The Breathing of Bumblebees
Hovering seems like a strenuous activity, and common sense suggests it should require greater exertion to stay aloft in one spot than to move forward at a moderate pace. Only at higher speed, when atmospheric drag is also higher, should forward flight and hovering cost the same amount of energy.
A standard theory of animal aerodynamics does hold that a flying animal uses about as much energy to hover as it does in fast flight. Theories exist to be tested, but how could one test this hypothesis?
With great difficulty, it turns out. The standard means of quantifying an animal's energy consumption is by measuring its oxygen uptake. Now, if your study animal is a human being, measuring oxygen consumption becomes a pretty straightforward problem. You need merely convince your experimental subject to wear a device like a gas mask, covering nose and mouth, while walking on a treadmill or otherwise exercising. The automated measurements of oxygen consumption are made by well-tested equipment that's easily available.
But if your subject is a bumblebee--a handy hovering animal--you've got a very different problem. First, not only would any bee-fitting mask need to be very, very small, it would have to deal with a couple dozen nostril-equivalents. Bumblebees, like other terrestrial arthropods, respire through spiracles, breathing holes arranged along the animal's thorax and abdomen. And to measure the effects of a bee's breathing, the equipment would have to be so sensitive it could detect changes in atmospheric oxygen concentrations down to five parts per million or less. Nobody's got equipment like that on the shelf.

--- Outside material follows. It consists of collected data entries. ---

PR #10307, opened 2020-04-08
fix #10039

### LINKED ISSUE #10039: ENS search is case sensitive, or so it seems.
# Bug Report

It seems as though the ENS search is case sensitive. When the starting letter is capital names are not found and I cannot start a chat.

ENS however defines that names should be lowercased automatically.

#### Expected behavior

Lowercase automatically when searching for names.

This seems to only happen on the iPhone 10

yenda:
close #10039 

- wasn't able to reproduce the issue as it seems that all inputs are already
properly turned to lower case
- added :auto-capitalize :none property to the input field though to ensure
the keyboard doesn't force the user to start with an uppercase later

status: ready

### DIFF
--- a/src/status_im/ui/screens/add_new/new_chat/views.cljs
+++ b/src/status_im/ui/screens/add_new/new_chat/views.cljs
@@ -88,6 +88,7 @@
          ;; in onWillBlur navigation event handler
          :preserve-input?     true
          :accessibility-label :enter-contact-code-input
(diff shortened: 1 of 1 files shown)


cammellos (approved):

andremedeiros (approved):

churik:
failed e2e is not related to PR, ready to merge if nothing for QA

PR #10308, opened 2020-04-08
fix #10058 wrong domain name shown when connecting .eth

### LINKED ISSUE #10058: Wrong domain name is shown if .eth name is connected
# Bug Report

## Problem

The wrong ENS name is shown when linking a `.eth` name.
issue

#### Expected behavior

blah.eth should be shown

#### Actual behavior

blah.eth.stateofus.eth is shown

yenda:
close #10058 

add a check on the function that adds the stateofus domain to
usernames. if the username already contains a domain, don't
concat stateofus domain to it

# Testing

- add a .eth domain, on the confirmation screen the correct name should be shown instead of currently "domain.eth.stateofus.eth"

status: ready

### DIFF
--- a/src/status_im/ethereum/stateofus.cljs
+++ b/src/status_im/ethereum/stateofus.cljs
@@ -4,8 +4,21 @@
 
 (def domain "stateofus.eth")
 
-(defn subdomain [username]
+(defn subdomain
+  [username]
   (str username "." domain))
+
+(defn username-with-domain
+  "checks if the username is a status username or a ens name
+  for that we check if there is a dot in the username, which
+  would indicate that there is already a domain name so we don't
+  concatenated stateofus domain to it"
+  [username]
+  (when (and (string? username)
+             (seq username))
+    (if (string/includes? username ".")
+      username
+      (subdomain username))))
 
 (defn username [name]
   (when (and name (string/ends-with? name domain))
--- a/src/status_im/ui/screens/ens/views.cljs
+++ b/src/status_im/ui/screens/ens/views.cljs
@@ -361,10 +361,10 @@
   (case state
     :available
     (i18n/label :t/ens-username-registration-confirmation
-                {:username (stateofus/subdomain username)})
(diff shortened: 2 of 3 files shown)


src/status_im/ethereum/stateofus.cljs
```diff
@@ -4,8 +4,16 @@
...
 
-(defn subdomain [username]
-  (str username "." domain))
+(defn subdomain
+  "checks if the username is a status username or a ens name
+  for that we check if there is a dot in the username, which
+  would indicate that there is already a domain name so we don't
+  concatenated stateofus domain to it"
+  [username]
+  (if (and username
```
cammellos: What happens if it's nil? is it a valid value?
looks like if it's nil we would do:
`(str nil ".domain")`
Is that a valid case?

Otherwise I would have the check on top
`(when (seq username)...)`

cammellos (approved):

src/status_im/ethereum/stateofus.cljs
```diff
@@ -4,8 +4,16 @@
 
 (def domain "stateofus.eth")
 
-(defn subdomain [username]
-  (str username "." domain))
+(defn subdomain
```
flexsurfer, line 7: i would do it outside this function, we shouldn't ask for subdomain for stateofus names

Then there's the problem of convincing the bee to hover while you make the measurements. A bumblebee startled into flying won't want to hang around once it's airborne. Explaining what you want bees to do doesn't affect what they will do.

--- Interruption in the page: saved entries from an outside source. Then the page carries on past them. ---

PR #10317, opened 2020-04-10
signals processing performance improvements [#10287]

### LINKED ISSUE #10287: Android app UI is slow when recieving new contacts every 30s
# Bug Report
## Problem
Every 30s app freezes for a few seconds

#### Expected behavior
no freezes

### Additional Information
currently, we add all ens names from public chats to contacts object, that means there are can be thousands of contacts, also there are "dead" names that mean they never will be resolved, but we are still trying to resolve them each 30s, and send false result to status-react, this leads to heavy computations and UI is slow

* [x] do not react on contact's field not used in status-react #10317
* [x] process all contacts in one event #10317
* [x] do not resolve same names each 30s #10313

Below still critical not solved issue

* [ ] implement `ens-name-async` similiar to `identicon-async` do not add to contacts every user from chat (it takes ~10s to get contacts from app-db)
* [ ] optimize subscriptions #10381

https://drive.google.com/file/d/16F2oCn9zvVTUrsd68tFlJ95kaGb1fQlV/view?usp=sharing

flexsurfer:
partially addresses #10287

we split all items from a signal by `dispatch-later [{:ms 20` this leads to performance issues because each item cause all subscriptions and views recomputation and re-rendrering, we need this only for messages, but still, we don't want to dispatch every message, we could split them by small batches 

tested on top on release app on my Android device, app much faster and responsive 

QA: test ens names resolution in chats, new messages, sync device with new chats

### DIFF
--- a/src/status_im/chat/models.cljs
+++ b/src/status_im/chat/models.cljs
@@ -63,6 +63,11 @@
   [{:keys [current-chat-id] :as db} ui-element]
   (update-in db [:chat-ui-props current-chat-id ui-element] not))
 
+(defn dissoc-join-time-fields [db chat-id]
+  (update-in db [:chats chat-id] dissoc
+             :join-time-mail-request-id
+             :might-have-join-time-messages?))
+
 (fx/defn join-time-messages-checked
   "The key :might-have-join-time-messages? in public chats signals that
   the public chat is freshly (re)created and requests for messages to the
@@ -74,11 +79,15 @@
   public chat is not fresh anymore."
   [{:keys [db] :as cofx} chat-id]
   (when (:might-have-join-time-messages? (get-chat cofx chat-id))
-    {:db (update-in db
-                    [:chats chat-id]
-                    dissoc
-                    :join-time-mail-request-id
-                    :might-have-join-time-messages?)}))
+    {:db (dissoc-join-time-fields db chat-id)}))
+
+(fx/defn join-time-messages-checked-for-chats
+  [{:keys [db]} chat-ids]
+  {:db (reduce #(if (:might-have-join-time-messages? (get-chat {:db %1} %2))
+                  (dissoc-join-time-fields %1 %2)
+                  %1)
+               db
+               chat-ids)})
 
 (defn- create-new-chat
   [chat-id {:keys [db now]}]
@@ -106,6 +115,30 @@
               {:db (update-in db [:chats chat-id] merge chat)}
               (when (and public? new?)
                 (transport.filters/load-chat chat-id)))))
+
+(defn map-chats [{:keys [db] :as cofx}]
+  (fn [val]
+    (merge
+     (or (get (:chats db) (:chat-id val))
+         (create-new-chat (:chat-id val) cofx))
+     val)))
+
+(defn filter-chats [db]
+  (fn [val]
+    (and (not (get-in db [:chats (:chat-id val)])) (:public? val))))
+
+(fx/defn ensure-chats
+  "Add chats to db and update"
+  [{:keys [db] :as cofx} chats]
+  (let [chats (map (map-chats cofx) chats)
+        filtered-chats (filter (filter-chats db) chats)]
+    (fx/merge cofx
+              {:db (update db :chats #(reduce
+                                       (fn [acc {:keys [chat-id] :as chat}]
+                                         (update acc chat-id merge chat))
+                                       %
+                                       chats))}
+              (transport.filters/load-chats filtered-chats))))
 
 (fx/defn upsert-chat
   "Upsert chat when not deleted"
--- a/src/status_im/chat/models/message.cljs
+++ b/src/status_im/chat/models/message.cljs
@@ -2,7 +2,6 @@
   (:require [re-frame.core :as re-frame]
             [status-im.multiaccounts.model :as multiaccounts.model]
             [status-im.ethereum.json-rpc :as json-rpc]
-            [status-im.utils.config :as config]
             [status-im.chat.db :as chat.db]
             [status-im.waku.core :as waku]
             [status-im.chat.models :as chat-model]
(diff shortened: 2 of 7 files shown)


src/status_im/chat/models/message.cljs
```diff
@@ -91,18 +82,16 @@
...
-                                      ;; if the chat has not been initialized, but run into
-                                      ;; some troubles disabling it, so next time
-                                     (update-in [:chats chat-id :messages] assoc message-id prepared-message)
-                                     (update-in [:chats chat-id :message-list] message-list/add prepared-message))
-
-                                  (and (not seen-by-user?)
-                                       (not= from current-public-key))
-                                  (update-in [:chats chat-id :loaded-unviewed-messages-ids]
-                                             (fnil conj #{}) message-id))}))))
+                {:db (cond-> (-> db
```
flexsurfer, line 85: no changes here, just formatting

cammellos:
Overall looks ok, if we don't need to batch better not batching, but @Serhy you will want to probably test performance on this one.

On this PR if I join #testmanymessages the UI is a bit choppy, it freezes while receiving messages (not for too long, but if I jump across tabs while I receive messages it's very visible, moto g5), while release is completely smooth. 

I think we need to find the right batch size, 50 on my phone seems to be too much to give a smooth UI, but likely lower values will be better.

To test perfomance you will want to create a chat with messages from many different users, and as soon as you open chat tabs (profile/wallet not home as that would offload messages). Once we have enough messages to fill up the screen it starts again being smooth as they are actually not rendered.

Also receiving many one to one messages from different users:
1) Go offline
2) Send many one to one messages from different users
3) Go online

src/status_im/transport/message/core.cljs
```diff
@@ -45,31 +34,34 @@
...
                   {:utils/dispatch-later [{:ms 20 :dispatch [::process response-js]}]}
-                  (handle-chat (-> chat (types/js->clj) (data-store.chats/<-rpc)))))
+                  (handle-chats (map #(-> %
+                                          (data-store.chats/<-rpc)
+                                          (dissoc :unviewed-messages-count))
+                                     chats-clj))))
 
       (seq messages)
-      (let [message (.pop messages)]
+      (let [messages-clj (types/js->clj (.splice messages 0 50))]
```
cammellos: I would probably have this `50` somewhere more visible, some constants in `config` or top of the file

cammellos (approved):
Provided performance are good enough looks good to me

src/status_im/chat/models.cljs
```diff
@@ -107,6 +107,25 @@
               (when (and public? new?)
                 (transport.filters/load-chat chat-id)))))
 
+(fx/defn ensure-chats
+  "Add chats to db and update"
+  [{:keys [db] :as cofx} chats]
+  (let [chats (map #(merge
```
rasom: can we use anonymous function instead of fn literal? It is a bit more readable when body contains more than one form

flexsurfer:
probably that  means (apply fx/merge is slow, then we need to implement fx for chats instead apply fx/merge, will do that, and probably we could also decrease the number of messages

cammellos:
@flexsurfer most likely the issue is with processing each message, any event needs to run in less than 16ms to give smooth UI, so batching too many is going to be well above that, previously even processing a batch of 2 messages was above 16ms on my phone, that's  the main reason for having it processing separately, but things might be different now , so we might be able to increase the batch.

I quickly looked at `apply`, and last time I checked there's not much difference, but haven't spent much time on it

flexsurfer:
ok I've made optimizations, should be faster now, but actually if you don't open chat  with lots of messages, app should be super fast and responsive

flexsurfer:
@Serhy do you have a time to try it ?

Serhy:
@flexsurfer @cammellos 
I tested Android and iOS build:
- can see ENS names (both stateofus and .eth) in public chats
- messaging in 1-1 and public works (including offline messaging)
- can sync devices (contact iOS13 and Android6 and Android 8) and contacts, public chats are synced. 

For the contact syncing the only difference between develop build is that right after the sync, - public chats are synced too but there were like no call for offline message history (so last message preview keep staying in `No messages` and non unread badge indication were too). History fetched right away after I navigated to public chat OR if to relogin to the account.

Performance checked too and there are app freezes  when receiving hundreds of messages. Video:
https://drive.google.com/file/d/1nX-55OehWtlqDAtoF7HuT_18UK6CnmKx/view
So receiving in public chat 500 messages each from different user freezes app for ~2-3sec on GalaxyNote4. On Galaxy S8 it's about 0.3-0.5sec

A bit worse when also 500 messages received from 5 different users in 1-1 chats:
Video: https://drive.google.com/file/d/1-VEys1br-wUv-H2AI3reB-O2IEL3uGJV/view?usp=sharing

On Release1.2.1 the same user who receives ~500 messages from 5 contacts also struggling with lags: https://drive.google.com/file/d/1v1McBo43-md4u5WcsBperpXBrfKGC4wJ/view?usp=sharing but a bit less than in current PR build.
 

So there is a performance degradation when receiving messages from online inbox comparing to Release1.2/Develop builds. 
+ no history fetched in Public chats after device syncing right away (which is issue but not a big deal because it's all fine upon navigation to such public chat or after relogin)

Taking into account that https://github.com/status-im/status-react/issues/10287 freezes app each 30 seconds i'd say this PR brings more benefits than regression. However I don't want to back in to the times of "App freezes when receiving many messages" :)

Not sure if we can go with it. I'd say yes, since 2-3 lag on the lowest device when receiving 500 messages is like an edge case and on for example on Galaxy S8 I have no performance regression at all...

cammellos:
@Serhy @flexsurfer  I am not sure I fully agree, I think we should split off what actually fixed the issue and introduce those changes rather than the whole lot.

There are at least 3 distinct changes in this PR:

1) Contacts are not batched anymore
2) Chats are not batched anymore
3) Messages are now in batch of 30 instead of a single

I believe what fixes @flexsurfer issue is mostly one fix that is already in develop (worth checking if that solves the issue) and likely 1, while I am not sure 3 has an impact.

The original issue it's not connected to receiving messages seems to me, as happens every 30 seconds, when contacts with ENS names signal is received, which partly has been fixed in develop, as much more contacts than necessary were sent.

On my device for example, even receiving a single message cause some slow downs, although not that much noticeable, 30/50 gives even more. 

We need to be able to have most of the events below 16ms to give a smooth UX, if we allow PR that have performance degration in , it's like playing whack-a-mole, I think we should have a no-freeze policy when it comes to these things, as they have an overall impact on the whole app, not just in edge cases.

We should optimize so that receiving a single message is below 16ms on a slower device, and then start batching once we are confident (maybe it is already the time, 30 might be too many, but a lower number might be ok, even 2 or 4, as we get better, that can become 8 16 and go up as the code gets more perfomant.).

What do you think?

flexsurfer:
@cammellos @Serhy i've reverted changes for messages, so in this PR only changes for contacts, chats and installations, if they are fine please approve and lets merge then, we want to cut 1.3 with this change today, thanks!

cammellos (approved):

Serhy:
We tested with @churik and it's ready to merge! 

* we can see ENS names (both stateofus and .eth) in public chats
* messaging in 1-1 and group and public works (including offline messaging)
* can sync devices (contact iOS13 and Android 8): contacts and public chats are synced.

No issues with performance (when switching between views) that were before when receiving 500 messages in public or from different individual contacts.

Lets merge, @flexsurfer , thanks!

Now you have some idea of the challenge that Charles Ellington took up. Ellington believes he succeeded, but he needed the help of colleagues at his own University of Cambridge in Britain and at Rutgers University in new Jersey.
What this international team came up with amounted to pairs of small, sealed wind tunnels. One served as a control: in all dimensions it was identical to its mate, but it never held any bees. The other was the working chamber. The plan was to insert a bumblebee into that chamber and get it flying into an artificial head wind. The system would permit testing a range of bee speeds, from hovering to really buzzing off, by varying the wind speed in the tunnel. The extremely small difference in gas pressure between the working chamber and its empty twin showed the bees' rate of oxygen consumption.
The researchers' painstaking measurements during the wind-tunnel tests indicated that hovering bumblebees consumed about the same amount of oxygen, and thus presumably expended similar amounts of energy, as bees flying forward at a moderate speed of four meters (13 feet) per second, which is nowhere near bee maximum. The bees in the wind tunnel had apparently overturned the accepted theory.
Hot on the trail of a new theory, Ellington and graduate student Robert Dudley recently presented an aerodynamics analysis suggesting that moderate, rather than fast forward speed, actually should require about the same mechanical power as hovering, the two activities thus taking about the same energy.
Meanwhile, other researchers are just as hot to prove them wrong. Tests continue, with other animals capable of hovering. Bumblebees are so uncooperative that Ellington's team had few subjects to measure. They put more than 100 bees, one at a time, into the wind tunnel. Only six bees would fly at all.
The whole affair demonstrates how raising meaningful questions is only one part of a scientist's job. Figuring out a good way to test an idea may be as great a challenge.